Work task.
The answer must be the full set of records, repeated exactly.

══ Records for this task ══

PR #691, opened 2026-04-13
fix: Mark line-ending-sensitive GEDCOM fixtures -text

noahbjohnson:
## What and why

The `v0.0.0-beta.10` release workflow [failed](https://github.com/genealogix/glx/actions/runs/24360638945) with:

```
⨯ release failed after 0s
  │ git is in a dirty state
  │ Please check in your pipeline what can be changing the following files:
  │  M glx/testdata/gedcom/5.5.1/...
  │  M glx/testdata/gedcom/5.5.5/...
  │  (20 files)
```

**Root cause**: `.gitattributes` has `* text=auto` which tells git to normalize line endings to LF. PR #656 renormalized most of the repo but [deliberately reverted](https://github.com/genealogix/glx/commit/220105c) the `glx/testdata/gedcom/` tree "to avoid changing test fixtures that may be sensitive to line endings" — without also adding a `-text` attribute to exclude them from `text=auto`. Git therefore kept reporting those files as dirty (working tree has CRLF, `text=auto` wants LF), which GoReleaser treats as a fatal error.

═══

Task response.
PR #691, opened 2026-04-13
fix: Mark line-ending-sensitive GEDCOM fixtures -text

noahbjohnson:
## What and why

The `v0.0.0-beta.10` release workflow [failed](https://github.com/genealogix/glx/actions/runs/24360638945) with:

```
⨯ release failed after 0s
  │ git is in a dirty state
  │ Please check in your pipeline what can be changing the following files:
  │  M glx/testdata/gedcom/5.5.1/...
  │  M glx/testdata/gedcom/5.5.5/...
  │  (20 files)
```

**Root cause**: `.gitattributes` has `* text=auto` which tells git to normalize line endings to LF. PR #656 renormalized most of the repo but [deliberately reverted](https://github.com/genealogix/glx/commit/220105c) the `glx/testdata/gedcom/` tree "to avoid changing test fixtures that may be sensitive to line endings" — without also adding a `-text` attribute to exclude them from `text=auto`. Git therefore kept reporting those files as dirty (working tree has CRLF, `text=auto` wants LF), which GoReleaser treats as a fatal error.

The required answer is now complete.